Innovative Fish Farms Aim to Feed the Planet, Save Jobs and Clean Up an Industry's Dirty Reputation
Carter Newell owns and operates one of the most productive mussel farms in the state of Maine. One frigid spring morning I joined him and his two-person crew on a short boat ride to the barge he calls Mumbles, a 60-by-24-foot vessel anchored that day in a quiet cove in the brackish Damariscotta River. Named for the Welsh seaside town where Newell once did research, Mumbles was tethered to a steel-framed raft hung with hundreds of 45-foot ropes, each thick with thousands of mussels in various stages of development.
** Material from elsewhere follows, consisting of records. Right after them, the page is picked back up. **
PR #60268, opened 2024-08-08
Disable HoC map update

bethanyaconnor:
We currently pay for uploads for our Hour of Code map. Currently, we shouldn't even be updating the map because registrations aren't open and we're planning on deprecating the map this year. There is more work to come here, but figured this is a quick cost saving!


kelbyhawn (approved):
🎉

cookbooks/cdo-apps/templates/default/crontab.erb
```diff
@@ -104,7 +104,6 @@
       cronjob at:'*/5 * * * *', do:dashboard_dir('bin', 'fill_jotform_placeholders')
       cronjob at:'*/30 * * * *', do:dashboard_dir('bin', 'sync_jotforms')
       cronjob at:'0 6 * * *', do:deploy_dir('bin', 'cron', 'process_foorm_data')
-      cronjob at:'25 7 * * *', do:deploy_dir('bin', 'cron', 'update_hoc_map')
```
cat5inthecradle, line 107: You said you're tracking more work, but would it be worth also adding a comment to this script, or better yet, delete it? We've always got the git history if we need to dig it up, after all.

cat5inthecradle (approved):

cookbooks/cdo-apps/templates/default/crontab.erb
bethanyaconnor: Oh good call! I'll do that!

PR #60270, opened 2024-08-08
[Python Lab] Run setup and cleanup code separately from user code

molly-moen:
When running user code in Python Lab, I was appending setup and cleanup code to the beginning and end of their main method. This meant we had to manually adjust line numbers in error messages relating to the main method, which was a fragile operation. @snickell pointed out we could make separate calls to `runPythonAsync` for our code and the student's code, since the environment is shared between runs. This PR makes this change and removes the unnecessary code for fixing the error messages!

In the very rare (perhaps impossible?) case where our setup code hits an error, we tell the user to refresh the page. I could see this potentially happening if the user does some very unexpected messing around with system code/working directory/etc. in their code. I don't think this could occur in expected user behavior. Refreshing the page will ensure a clean environment.

Error message in this case (generated by forcing an error to be thrown):
Screenshot 2024-08-08 at 9 07 21 AM

## Links
- jira ticket: [CT-702](https://codedotorg.atlassian.net/browse/CT-702)

## Testing story
Tested locally.

## PR Checklist:

- [ ] Code is well-commented

### DIFF
--- a/apps/src/codebridge/redux/consoleRedux.ts
+++ b/apps/src/codebridge/redux/consoleRedux.ts
@@ -5,7 +5,13 @@ export interface CodeBridgeConsoleState {
 }
 
 export interface ConsoleLog {
-  type: 'system_out' | 'system_in' | 'img' | 'system_msg' | 'error';
+  type:
+    | 'system_out'
+    | 'system_in'
+    | 'img'
+    | 'system_msg'
+    | 'error'
+    | 'system_error';
   contents: string;
 }
 
@@ -33,6 +39,9 @@ const consoleSlice = createSlice({
     appendErrorMessage(state, action: PayloadAction<string>) {
       state.output.push({type: 'error', contents: action.payload});
     },
+    appendSystemError(state, action: PayloadAction<string>) {
+      state.output.push({type: 'system_error', contents: action.payload});
+    },
     resetOutput(state) {
       state.output = [];
     },
@@ -45,6 +54,7 @@ export const {
   appendOutputImage,
   appendSystemMessage,
   appendErrorMessage,
+  appendSystemError,
   resetOutput,
 } = consoleSlice.actions;
 
--- a/apps/src/pythonlab/pyodideWebWorker.js
+++ b/apps/src/pythonlab/pyodideWebWorker.js
@@ -80,6 +80,8 @@ self.onmessage = async event => {
   self.postMessage({type: 'run_complete', message: results, id});
 };
 
+// Run code owned by us (not the user). If there is an error, post a
+// system_error message and return false, otherwise return true.
 async function runInternalCode(code, id) {
   try {
     await self.pyodide.runPythonAsync(code);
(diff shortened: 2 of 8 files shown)


apps/src/pythonlab/pyodideWebWorker.js
```diff
@@ -73,6 +80,16 @@ self.onmessage = async event => {
   self.postMessage({type: 'run_complete', message: results, id});
 };
 
+async function runInternalCode(code, id) {
```
ebeastlake, line 85: Non-blocking/not attached to this feedback: Would it be worth naming this to indicate it returns a boolean for success or failure? Off-the-top-of-head ideas: `executeCodeAndReturnStatus` or `runCodeAndCheckSuccess` or `handleCodeAndReturnStatus`...

ebeastlake (approved):
Nice! 🎉

apps/src/pythonlab/pyodideWebWorker.js
molly-moen: I added a clarifying comment that talks about the return value, lmk if that makes sense!

apps/src/codebridge/redux/consoleRedux.ts
```diff
@@ -5,7 +5,13 @@ export interface CodeBridgeConsoleState {
...
 
 export interface ConsoleLog {
-  type: 'system_out' | 'system_in' | 'img' | 'system_msg' | 'error';
+  type:
+    | 'system_out'
+    | 'system_in'
+    | 'img'
+    | 'system_msg'
+    | 'error'
+    | 'system_error';
```
snickell, line 14: totally not worth waiting for test: but could be nice to alphabetically sort these 🤷

apps/src/pythonlab/pyodideWorkerManager.js
```diff
@@ -49,6 +45,13 @@ pyodideWorker.onmessage = event => {
       message,
     });
     return;
+  } else if (type === 'system_error') {
+    getStore().dispatch(appendSystemError(message));
+    MetricsReporter.logError({
+      type: 'PythonLabSystemCodeError',
+      message,
+    });
+    return;
```
snickell, line 54: 🙏

apps/src/pythonlab/pyodideWorkerManager.js
```diff
@@ -67,11 +70,8 @@ const asyncRun = (() => {
     id = (id + 1) % Number.MAX_SAFE_INTEGER;
     return new Promise(onSuccess => {
       callbacks[id] = onSuccess;
-      let wrappedScript = applyPatches(script);
-      wrappedScript =
-        wrappedScript + deleteCachedUserModules(source, MAIN_PYTHON_FILE);
       const messageData = {
-        python: wrappedScript,
+        python: script,
```
snickell, line 74: NO PATCHES!!!!!

snickell (approved):
Very approve, beautiful diff line count:
image

apps/src/codebridge/redux/consoleRedux.ts
molly-moen: I'll try and sneak that into another pr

I shivered in the piercing wind as a crew member stepped from Mumbles onto the shifting raft to identify mussel ropes ready for harvest. Newell remained on the barge to helm a 16-foot crane that hauled up the designated ropes, each heavy with a Christmas tree–shaped aggregation of roughly 3,000 mussels. An outsized brush then swept the bivalves off the ropes and into an enormous stainless steel bucket. Another machine funneled them into a heavy polyethylene bag the size of a baby elephant, from which they were poured onto a conveyor-belt apparatus to be scrubbed, sorted and bagged. Newell designed this ungainly Willy Wonka–esque apparatus over decades in a costly process of trial and error that faced—and ultimately overcame—several challenges, including protecting the mussels from turbulent seas and voracious eider ducks.

As he oversaw the morning harvest, Newell, who has a Ph.D. in marine biology, talked some science—the dynamics of phytoplankton, why nitrate chemical concentrations increase in the winter, how chlorophyll levels for the entire coast of Maine can be mapped with just three satellite images. Mostly, though, he talked about mussels: their life cycle, their geographic distribution, how to prepare them (don’t spare the garlic) and—critically—how best to farm them without going broke. “Fish farming is no way to make a quick buck,” he told me.